Hard to tell, you might need all the luck you could muster but then again they were biting well out here last week so you may just have to throw the ol' chicken liver or nightcrawlers or whatever your bait of choice is and wait for the biting to happen. Hopefully they'll bite early and often for ya.


----------



## christopher

rockinmichingan

do you do any hunting in the off season or strictly fiching?


----------



## rockinmichigan

Right now I'm strictly fishing but I'd like to get myself together and into hunting this year. I'd like to do some boar and small game hunting, but would also like to go for deer too. Just need the equipment and the money to get the equipment.


----------



## christopher

I hunt for small game ,deer,turkey,ducks and geese. :sniper:


----------



## rockinmichigan

I'd like to do some duck and geese hunting too. I used to have a blast going into the woods with my uncle in his backyard, back when I was around 10 or so. He used to ping the squirrels in the trees and I would be the retriever and get them for him. Used to bring in 6 or 7 squirrels in less then an hour.


----------



## christopher

I shot a few squirrels. this fall .A I was running into a lot of turkeys but couldn't shoot any of them due to us not having a fall turkey season plus
I have to take the turkey course on april 24.When you do start to hunt I found a squirrel call made by h&S has the bushytials running right to you.


----------



## rockinmichigan

That's cool Chris, once I get my stuff together I'll look into getting the squirrel call.

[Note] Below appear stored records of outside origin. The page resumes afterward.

PR #13607, opened 2026-08-07
feat(BA-7193): expose the keypair's default marker and deprecate main_access_key

jopemachine:
Resolves #13609

Part of the schema-truth epic #13475 (BA-7193). This piece was missing from the epic's breakdown; #13609 tracks it. It has no JIRA key yet — the title carries the epic's.

## Summary

- #13483 added `keypairs.is_default` and backfilled it, but nothing exposes it. A client holding a user's keypairs still cannot tell which one is the default — the only answer available is `users.main_access_key`, which BA-7197 deletes.
- The marker therefore has to reach the API *before* `main_access_key` can be deprecated. This does both, in that order: `is_default` ships on all three surfaces, and `main_access_key` is deprecated pointing at it.
- No new queries. `KeyPairRow.is_default` already loads with the row, so every surface reads a column it had in hand — no join, no subquery.

| Surface | Change |
|---|---|
| `data/keypair/types.py`, `models/keypair/row.py` | `KeyPairData.is_default`, carried by `to_data()` |
| v2 DTO `KeypairNode` | `is_default: bool` |
| v2 GraphQL `KeyPairV2` | `isDefault: Boolean!` — `gql_added_field` with `NEXT_RELEASE_VERSION` |
| legacy GraphQL `KeyPair` | `is_default` — `Added in 26.9.0.` |
| v2 DTO / v2 GraphQL / legacy GraphQL `main_access_key` | deprecated |

```graphql
+  """Added in 26.9.0. Whether this is the owner's default keypair."""
+  isDefault: Boolean!

-  """Primary API access key for this user."""
-  mainAccessKey: String
+  mainAccessKey: String @deprecated(reason: "Deprecated since 26.9.0. Use the keypair's is_default field.")
```

`main_access_key` keeps its value throughout the epic — deprecated here, removed from the database only in BA-7197 — so clients have a full release to move.

Based on `main` and independent of the #13484 stack, which carried the deprecation until now and rebases onto this once it merges.

## Test plan

- [x] `pants fmt fix lint check` across `src/ai/backend` — clean
- [x] Schema dumps regenerated with `scripts/generate-graphql-schema.sh` and `dump-openapi`; `openapi.json` is unchanged because the REST surface exposes only the input/filter models
- [ ] Unit and component suites in CI

🤖 Generated with [Claude Code](https://claude.com/claude-code)

----
📚 Documentation preview 📚: https://sorna--13607.org.readthedocs.build/en/13607/

----
[...]

Issue #13491, opened 2026-08-05
[Schema] Make keypairs.user_id hold the user's uuid


jopemachine:
## Objective

Leave keypairs with a single owner column named user_id holding users.uuid — the value the code already means when it says user_id.

## Background

keypairs carries two owner columns. user_id is a String(256) holding the user's email, indexed and with no foreign key; user is a GUID with a real foreign key to users.uuid. The v2 stack has already settled the ambiguity in favour of the uuid: KeyPairRow.to_data() fills KeyPairData.user_id from the user column, and both KeyPairNode.user_id and the v2 keypair DTO document the field as the owner's uuid. The column actually named user_id is the one the API does not mean.

Nothing keeps the email copy in step with users.email either, so the readers that match on it — keypair deactivation in the auth db_source, the vfolder repository join, the legacy GraphQL keypair and resource-policy queries, the stats reporter group-by — join on a mutable string instead of the primary key.

## Acceptance Criteria

- keypairs ends with one owner column, named user_id, GUID, NOT NULL, foreign key to users.uuid; the email column and the separate user column are both gone.
- A migration performs the consolidation and is verified against a populated database; the downgrade restores the email column and backfills it from users.email.
- Every reader that matched keypairs by the user's email queries by uuid instead: the auth db_source deactivation, the vfolder repository join, the legacy GraphQL keypair and resource-policy queries, and the stats reporter group-by.
- KeyPairRow.user, the relationship's foreign_keys reference and the user/keypair join helpers are renamed; KeyPairRow.to_data() reads the column directly.
- No API field changes — KeyPairNode.user_id and the v2 DTO already carry the uuid.
- Tests and fixtures that seed or delete keypairs by email are moved onto the uuid.

## Notes

- Overlaps with BA-7198, which lists user_id among the columns to tighten to NOT NULL. Land this first, or drop user_id from that issue's list.
- Roughly 350 lines: migration, model, ~16 reader sites, tests.

JIRA Issue: BA-7206

Issue #13475, opened 2026-08-05
[Schema] Make the user and keypair schema say what is actually true


jopemachine:
## Objective

Bring the users and keypairs schema in line with what the code guarantees: move the main-keypair marker to the table it describes, name the keypair owner column after the value it holds, adopt the shared timestamp mixin, make columns that are always populated NOT NULL, and delete ORM relationships nobody loads.

## Background

Typing the auth context (BA-7173) kept running into columns whose declared shape does not match reality, and each one forced a decision at the call site instead of at the schema.

- users.main_access_key points at keypairs.access_key with ON DELETE SET NULL, so deleting a keypair silently clears which keypair is the main one. The fact belongs on keypairs, not on users. 150 references across 24 modules.
- 20 of 26 users columns and 11 of 16 keypairs columns are nullable, while a fresh database shows no NULLs in most of them. Every reader then has to handle a None that never occurs, or ignore it and fail later.
- keypairs carries two owner columns: user_id, a String(256) copy of the user's email with no foreign key, and user, the GUID that actually references users.uuid. The v2 data layer, the GraphQL node and the v2 DTO all already call the uuid user_id, so the column of that name is the one the API does not mean.
- users and keypairs predate models/mixins/timestamp.py and hand-roll created_at plus modified_at, while every table written since uses LifecycleTimestampsMixin with created_at and updated_at. Two spellings of the same fact leaks into every ordering enum, filter and report.
- Four relationships (UserRow.created_endpoints, UserRow.owned_endpoints, KeyPairRow.sgroup_for_keypairs_rows, DomainRow.sgroup_for_domains_rows) have no reader outside their own row module.

## Shape of the work

Each child issue is scoped to roughly 300–400 changed lines and can be reviewed and merged on its own. The main-keypair move is expand/migrate/contract: add the new marker and write both, move readers, then drop the old column.

Every column tightened to NOT NULL must be justified by counting NULLs on a populated database first, not by reading the model.

The modified_at rename stops at the database and the model; the API gains updated_at alongside a deprecated modified_at rather than breaking clients.

JIRA Issue: BA-7193

PR #13611, opened 2026-08-07
feat(BA-7193): expose the keypair owner's email and deprecate the legacy user_id field

### LINKED ISSUE #13610: [Schema] Expose the keypair owner's email and deprecate the legacy user_id field
## Objective

Give the legacy GraphQL `KeyPair` type an honest field for the owner's email and deprecate `user_id`, before BA-7206 changes what the column behind it holds.

## Background

BA-7206 consolidates the two owner columns on `keypairs` into one named `user_id` holding `users.uuid`. Its acceptance criteria say "No API field changes — KeyPairNode.user_id and the v2 DTO already carry the uuid." That is true of the v2 stack, and false of the legacy graphene type.

`gql_legacy/keypair.py` declares `user_id = graphene.String()` and `KeyPair.from_row` fills it straight from `row.user_id` — the `String(256)` column holding the user's **email**. The uuid is exposed separately as `user = graphene.UUID()`. So the legacy type already carries both values, under names that read backwards.

When BA-7206 repoints the column, `KeyPair.user_id` silently changes from an email address to a uuid. No deprecation, no replacement, no release where a client can see both.

The value is also stale by construction — nothing keeps `keypairs.user_id` in step with `users.email` — while the legacy keypair queries already join `users` and select `users.email`, so the correct value is in hand.

## Acceptance Criteria

- Legacy GraphQL `KeyPair` gains `user_email`, sourced from the joined `users.email` rather than the `keypairs` copy, with an "Added in" description.
- `KeyPair.user_id` is deprecated with a reason naming `user_email` for the email and `user` for the owner's uuid.
- The GraphQL schema dumps are regenerated.
- No behaviour change for existing clients: `user_id` keeps returning what it returns today.

## Notes

- Lands before BA-7206, which is then free to repoint the column.
- Same shape as the marker's API pairing: ship the replacement, deprecate the old field, change the schema in a later release.
- Roughly 30 lines plus the regenerated dumps.

jopemachine:
Resolves #13610

Part of the schema-truth epic #13475 (BA-7193). Like #13607, this is an API pairing the epic's breakdown missed; it has no JIRA key yet, so the title carries the epic's.

## Summary

- BA-7206 (#13491) consolidates the two owner columns on `keypairs` into one named `user_id` holding `users.uuid`. Its acceptance criteria say *"No API field changes"* — true of the v2 stack, false of the legacy graphene type.
- `gql_legacy/keypair.py` declares `user_id = graphene.String()` and fills it from `row.user_id`, the `String(256)` column holding the owner's **email**; the uuid is exposed separately as `user`. Repointing the column would silently turn `user_id` from an email into a uuid — no deprecation, no replacement, no release where a client sees both.
- So the replacement ships first: `user_email` carries the email, and `user_id` is deprecated naming both successors.

| Change | Detail |
|---|---|
| `KeyPair.user_email` | new, `Added in 26.9.0.`, read from the joined `users.email` |
| `KeyPair.user_id` | deprecated → `user_email` for the email, `user` for the uuid |
| `KeyPair.load_all` | now selects `users.email`; the other three loaders already did |

The email comes from the joined `users` row, not the `keypairs` copy — nothing keeps that copy in step with `users.email`, and the loaders already join `users` on `keypairs.user == users.uuid`.

```graphql
-  user_id: String
+  user_id: String @deprecated(reason: "Deprecated since 26.9.0. Holds the owner's email address; use user_email for the email or user for the owner's uuid.")
+
+  """Added in 26.9.0. The owner's email address, read from the users table."""
+  user_email: String
```

No behaviour change for existing clients: `user_id` keeps returning what it returns today. BA-7206 is then free to repoint the column.

## Test plan

- [x] `pants fmt fix lint check` across `src/ai/backend` — clean
- [x] `gql_legacy.keypair` imports; GraphQL schema dumps regenerated with `scripts/generate-graphql-schema.sh`
- [x] Checked every `KeyPair.from_row` caller for whether its query provides `users.email` — `load_all` did not, and now does

### DIFF
--- a/changes/13611.feature.md
+++ b/changes/13611.feature.md
@@ -1,0 +1,1 @@
+Report the keypair owner's email as `user_email` on the legacy GraphQL type and deprecate `user_id`, which currently holds the email under a name that means the owner's uuid everywhere else
--- a/docs/manager/graphql-reference/schema.graphql
+++ b/docs/manager/graphql-reference/schema.graphql
@@ -1202,7 +1202,10 @@ type UserList implements PaginatedList {
 
 type KeyPair implements Item {
   id: ID
-  user_id: String
+  user_id: String @deprecated(reason: "Deprecated since 26.9.0. Holds the owner's email address; use user_email for the email or user for the owner's uuid.")
+
+  """Added in 26.9.0. The owner's email address, read from the users table."""
+  user_email: String
   full_name: String
   access_key: String
   secret_key: String
--- a/docs/manager/graphql-reference/supergraph.graphql
+++ b/docs/manager/graphql-reference/supergraph.graphql
@@ -9501,7 +9501,10 @@ type KeyPair implements Item
   @join__type(graph: GRAPHENE)
 {
   id: ID
-  user_id: String
+  user_id: String @deprecated(reason: "Deprecated since 26.9.0. Holds the owner's email address; use user_email for the email or user for the owner's uuid.")
+
+  """Added in 26.9.0. The owner's email address, read from the users table."""
+  user_email: String
   full_name: String
   access_key: String
   secret_key: String
--- a/src/ai/backend/manager/api/gql_legacy/keypair.py
+++ b/src/ai/backend/manager/api/gql_legacy/keypair.py
@@ -97,7 +97,12 @@ class KeyPair(graphene.ObjectType):  # type: ignore[misc]
     class Meta:
         interfaces = (Item,)
 
-    user_id = graphene.String()
+    user_id = graphene.String(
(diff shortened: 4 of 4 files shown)


jopemachine:
Closing — not planned.

The premise was that consolidating the two owner columns would silently turn the legacy `KeyPair.user_id` from an email into a uuid, so a replacement had to ship first. That consolidation is not needed: `keypairs."user"` already holds the owner's uuid, so `user_id` can stay the email column it is, and the legacy field keeps meaning what it always meant.

No deprecation, no `user_email` successor, no release window required.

I'm learning up on things by watching the hunting shows on The Outdoors Channel, so hopefully they'll pay off in the field when I'm ready.


----------



## christopher

you are lucky because we don't get any hunting shows anymore.I use to watch them on spike t.v but they cancelled it.but I like the fishing shows that are on.with me doing shift work I can't watch them all the time. :sniper:


----------



## rockinmichigan

At least there's the internet to connect with forums like this website. If you can't have the fishing and hunting programs at least you can get your fishing and hunting reports right here or any other forum.


----------



## christopher

As we where talking about lake eels I found out there real name is the american eel I seen on a web site that the us/canada are putting a stop to commerical fishing for them. also anglers can't fish for them either.this year they where put on the endangered species list. I will look for the website for you.


----------



## christopher

this is the website on eels www.mnr.gov.on.ca hope this helps :sniper:


----------